A new season of standardized testing is underway, with thousands of students taking SAT’s, GRE’s, GMAT’s, and LSAT’s in the hopes of landing a spot at a prestigious school.
Two things to consider. First, gender and racial gaps continue to plague these tests. Second, many schools strongly emphasize these scores in their admissions processes, particularly when the applicant pools are large and staff reviewers are few. This means that if you’re a woman or a minority student, you’re immediately at a disadvantage in gaining access to these schools.

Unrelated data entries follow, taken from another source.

PR #5914, opened 2023-08-31
Improve TZ selector markup and UX

### LINKED ISSUE #5908: [A11Y] Timezone list markup improvements
**Describe the bug**

Timezone selector's behavior currently suffers from several issues related to keyboard interaction. It could also use some UX improvements as well.

**To Reproduce**

Scenario A:

1. Go to any page which has a time zone selector
2. Focus the timezone button using a keyboard
3. Open the timezone popup by pressing Enter/Return or Spacebar
4. Try to navigate into the timezone popup
5. Observe that navigation "skips" the timezone popup

Scenario B:

1. Click at the top of the timezone popup so that further keyboard navigation will start from the top of the popup
2. Focus the radios
3. Select the "Specify a timezone" radio
4. Observe that the focus is automatically moved to the select list below

**Expected behavior**

When the popup is expanded, the keyboard focus should move to the popup *when the user presses Tab key* (not automatically).

When the "Specify a timezone" radio is selected, focus should *not* automatically move to the select list.

There are also several issues with the semantics of the markup which I will address in a patch for this issue.

**Additional context**

- https://talk.getindico.io/t/keyboard-navigation-session-bar-timezone-picker/3197/3

foxbunny:
- Modify the TZ selector markup to be more keyboard accessible
- Modify the markup to convey information about states
- Modify the TZ select list behavior to automatically activate the "Custom" radio when selection is made
- Modify the TZ selector to not disable the select list when options other than "Custom" are used

This patch also adds some initial code for a design system.

Fixes #5908

### DIFF
--- a/indico/modules/core/client/js/session_bar.js
+++ b/indico/modules/core/client/js/session_bar.js
@@ -5,6 +5,7 @@
 // modify it under the terms of the MIT License; see the
 // LICENSE file for more details.
 
+// eslint-disable-next-line import/unambiguous
 (function() {
   function setupProtection() {
     $('#protection-details-link').qtip({
@@ -40,20 +41,10 @@
 
   function setupTimezone() {
     const widget = $('#tz-selector-widget');
-    widget.on('change', 'input[name=tz_mode]', function() {
-      const customTZ = this.value === 'custom';
-      const customTZSelect = widget.find('select[name=tz]');
-      customTZSelect.prop('disabled', !customTZ);
-      if (customTZ) {
-        customTZSelect.focus();
-        scrollToCurrentTZ();
-      }
-    });
 
     $('#tz-selector-link').qtip({
       style: {
-        width: '300px',
-        classes: 'qtip-rounded qtip-shadow qtip-popup qtip-timezone',
+        classes: 'qtip-rounded qtip-shadow qtip-popup qtip-timezone qtip-wide',
         tip: {
           corner: true,
           width: 20,
@@ -80,6 +71,7 @@
       },
       events: {
         show() {
+          // eslint-disable-next-line no-undef
           _.defer(scrollToCurrentTZ);
         },
       },
--- a/indico/web/client/js/widgets/tz_selector.js
+++ b/indico/web/client/js/widgets/tz_selector.js
@@ -1,0 +1,40 @@
+// This file is part of Indico.
+// Copyright (C) 2002 - 2023 CERN
+//
+// Indico is free software; you can redistribute it and/or
+// modify it under the terms of the MIT License; see the
+// LICENSE file for more details.
+
+// eslint-disable-next-line import/unambiguous
+window.addEventListener('DOMContentLoaded', () => {
+  const form = document.querySelector('#tz-selector-widget form');
+  const tzModes = document.getElementById('tz-modes');
+  const customRadio = document.getElementById('tz-mode-custom');
+  const tzCustomField = document.querySelector('#tz-custom-field select');
+
+  // No TZ selector?
+  if (!form) {
+    return;
+  }
+
+  tzCustomField.querySelector('option:checked')?.scrollIntoView();
+
+  function setCustomMode() {
+    customRadio.checked = true;
+  }
+
+  tzCustomField.addEventListener('click', setCustomMode);
+  tzCustomField.addEventListener('change', setCustomMode);
+
+  tzModes.addEventListener('change', evt => {
+    if (evt.target.value === 'user') {
+      tzCustomField.querySelector(`option[value="${evt.target.dataset.userTz}"]`)?.scrollIntoView();
+    } else if (evt.target.value === 'custom') {
+      tzCustomField.querySelector('option:checked')?.scrollIntoView();
+    }
+  });
+
+  form.addEventListener('submit', evt => {
+    evt.preventDefault();
+  });
+});
--- a/indico/web/client/styles/design_system/README.md
+++ b/indico/web/client/styles/design_system/README.md
@@ -1,0 +1,163 @@
+# Indico Design System
+
+The SCSS design system for Indico.
+
+This design system is intended for use exclusively with the `@extend`
+feature. It does not provide any mixins, SCSS variables, and similar.
+
+## Basic usage
+
+The intended usage is as follows:
+
+```scss
+@use 'design_system';
+
+some-selector {
+  @extend %generic-container;
+  --container-element-spacing: 1em;
+}
+```
+
+This results in the following output:
+
+```css
+some-selector {
+  %generic-container declarations....
+}
+
+some-selector {
+  --container-element-spacing: 1em;
+}
+```
+
+Customization is done using CSS variables. They can be defined either
+on the selected element itself, or one of its ancestors. Using CSS
+variables on ancestors allows us to target any of its descendants, so
+we are able to override the styles for a particular region of the page.
+
+```scss
+some-region {
+  --control-clickable-surface-color: #{$some-other-color};
+}
+
+some-selector {
+  @extend %generic-container;
+  --container-element-spacing: 1em;
+}
+```
+
+## Background
+
+This is decidedly different from the common way of using CSS in which the
+appearance of the element is defined using classes. Instead of adding
+classes to elements in order to specify their appearance, we instead use
+placeholder selectors and `@extend` to specify the appearance for elements
+selected by the selector. However, in a way, it is also similar to how the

Given that institutions of higher education are essentially the gateways to professional training and jobs, the impact of these testing gaps reverberates far within society. Employers often call for greater diversity in their law offices, their hospitals, their universities, and their startups (see, for example, this recent article in CNN). However, to really address racial and gender inequality in the workplace, employers need to look at the factors that lead to homogenous applicant pools in the first place, and a good place to start is standardized testing.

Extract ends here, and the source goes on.